Collected data
PR #270, opened 2017-05-25
Updates to the mp-items-menu and added mp-icon-input

jbwyme:


lib/widgets/items-menu/index.js
```diff
@@ -74,17 +74,16 @@ class ItemsMenu extends Component {
...
-    super.attachedCallback(...arguments);
-
-    this.handleScroll = ev => {
-      const scrollBottom = ev.target.scrollTop + ev.target.offsetHeight;
-      if (this.state.isProgressive && scrollBottom + PROGRESSIVE_LIST_BUFFER_PX >= ev.target.scrollHeight) {
-        this.increaseProgressiveListSize();
-      }
-    };
-    this.addEventListener(`scroll`, this.handleScroll);
+  set keydownProxy(domElement) {
```
jbwyme: can be used in host jade like:
```
mp-items-menu(props={keydownProxy: $component})
```

mduan: Can't think of a better name for it right now, but what about appending "El"? So `keydownProxyEl`.

tdumitrescu: re: naming, I'd try to make it something that makes it obvious that it's an element, even as simply as `keydownProxyEl`. My suggestions: `keyboardEl`, `keyboardListenerEl`

lib/widgets/items-menu/index.js
```diff
@@ -108,28 +115,46 @@ class ItemsMenu extends Component {
...
+      case `search-filter`:
+        this.update({searchFilter: newVal});
+        break;
+      case `empty-message`:
+        this.update({emptyMessage: newVal});
+        break;
+      case `sections`:
+        this.update({sections: this.getJSONAttribute(`sections`)});
+        break;
+      case `progressive`:
```
mduan: This change is not backwards compatible with existing usages of `mp-items-menu`, so remember to add the progressive attr to callers when you publish this PR.

lib/widgets/items-menu/index.js
```diff
@@ -226,13 +251,17 @@ class ItemsMenu extends Component {
     }
   }
 
-  handleClickItem(item) {
-    this.dispatchEvent(new CustomEvent(`clickItem`, {detail: {item: this.unwrapItem(item)}}));
+  handleClickItem(item, ctrlKey = false) {
+    this.dispatchEvent(new CustomEvent(`clickItem`, {detail: {item: this.unwrapItem(item), ctrlKey}}));
```
mduan: rename `ctrlKey` to `modifierKey`?

PR #272, opened 2017-05-26
tooltip tweak so that you can click right next to a tooltip

ldelbeccaro:
the arrow created from the ::after element blocks clicking on something it may be pointing to


ldelbeccaro:
<3

PR #273, opened 2017-05-30
Adding mp-toggle-option disabled attribute

nojvek:
image


lib/components/toggle/index.js
```diff
@@ -19,6 +19,7 @@ export default registerMPElement(`mp-toggle`, class extends Component {
           .map(el => ({
             text: el.textContent,
             value: el.getAttribute(`value`),
+            disabled: !!el.getAttribute(`disabled`),
```
tdumitrescu: Might be worth considering whether it's worth using `el.isAttributeEnabled('disabled')`, which allows for the usage `<mp-toggle-option disabled="false">`. We tend to do this for custom attributes in our components, to make it easier to manage from vdom libraries. But...`disabled` as a standard html attr is a bit of a special case - on `button`s and other elements its mere presence causes disabling, regardless of its value. So it may be best for this one just to check for the presence of `disabled` like this. I could go either way.

nojvek: Didn't realize that was a thing. Thank you 😄  using `isAttributeEnabled`

nojvek:
Don't merge this yet. Just found another bug.

nojvek:
Okay ready to be merged and published.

**ACTIVITY**:
After reading the lines above, reproduce them all exactly.

**TASK RESULT**:
PR #270, opened 2017-05-25
Updates to the mp-items-menu and added mp-icon-input

jbwyme:


lib/widgets/items-menu/index.js
```diff
@@ -74,17 +74,16 @@ class ItemsMenu extends Component {
...
-    super.attachedCallback(...arguments);
-
-    this.handleScroll = ev => {
-      const scrollBottom = ev.target.scrollTop + ev.target.offsetHeight;
-      if (this.state.isProgressive && scrollBottom + PROGRESSIVE_LIST_BUFFER_PX >= ev.target.scrollHeight) {
-        this.increaseProgressiveListSize();
-      }
-    };
-    this.addEventListener(`scroll`, this.handleScroll);
+  set keydownProxy(domElement) {
```
jbwyme: can be used in host jade like:
```
mp-items-menu(props={keydownProxy: $component})
```

mduan: Can't think of a better name for it right now, but what about appending "El"? So `keydownProxyEl`.

tdumitrescu: re: naming, I'd try to make it something that makes it obvious that it's an element, even as simply as `keydownProxyEl`. My suggestions: `keyboardEl`, `keyboardListenerEl`

lib/widgets/items-menu/index.js
```diff
@@ -108,28 +115,46 @@ class ItemsMenu extends Component {
...
+      case `search-filter`:
+        this.update({searchFilter: newVal});
+        break;
+      case `empty-message`:
+        this.update({emptyMessage: newVal});
+        break;
+      case `sections`:
+        this.update({sections: this.getJSONAttribute(`sections`)});
+        break;
+      case `progressive`:
```
mduan: This change is not backwards compatible with existing usages of `mp-items-menu`, so remember to add the progressive attr to callers when you publish this PR.

lib/widgets/items-menu/index.js
```diff
@@ -226,13 +251,17 @@ class ItemsMenu extends Component {
     }
   }
 
-  handleClickItem(item) {
-    this.dispatchEvent(new CustomEvent(`clickItem`, {detail: {item: this.unwrapItem(item)}}));
+  handleClickItem(item, ctrlKey = false) {
+    this.dispatchEvent(new CustomEvent(`clickItem`, {detail: {item: this.unwrapItem(item), ctrlKey}}));
```
mduan: rename `ctrlKey` to `modifierKey`?

PR #272, opened 2017-05-26
tooltip tweak so that you can click right next to a tooltip

ldelbeccaro:
the arrow created from the ::after element blocks clicking on something it may be pointing to


ldelbeccaro:
<3

PR #273, opened 2017-05-30
Adding mp-toggle-option disabled attribute

nojvek:
image


lib/components/toggle/index.js
```diff
@@ -19,6 +19,7 @@ export default registerMPElement(`mp-toggle`, class extends Component {
           .map(el => ({
             text: el.textContent,
             value: el.getAttribute(`value`),
+            disabled: !!el.getAttribute(`disabled`),
```
tdumitrescu: Might be worth considering whether it's worth using `el.isAttributeEnabled('disabled')`, which allows for the usage `<mp-toggle-option disabled="false">`. We tend to do this for custom attributes in our components, to make it easier to manage from vdom libraries. But...`disabled` as a standard html attr is a bit of a special case - on `button`s and other elements its mere presence causes disabling, regardless of its value. So it may be best for this one just to check for the presence of `disabled` like this. I could go either way.

nojvek: Didn't realize that was a thing. Thank you 😄  using `isAttributeEnabled`

nojvek:
Don't merge this yet. Just found another bug.

nojvek:
Okay ready to be merged and published.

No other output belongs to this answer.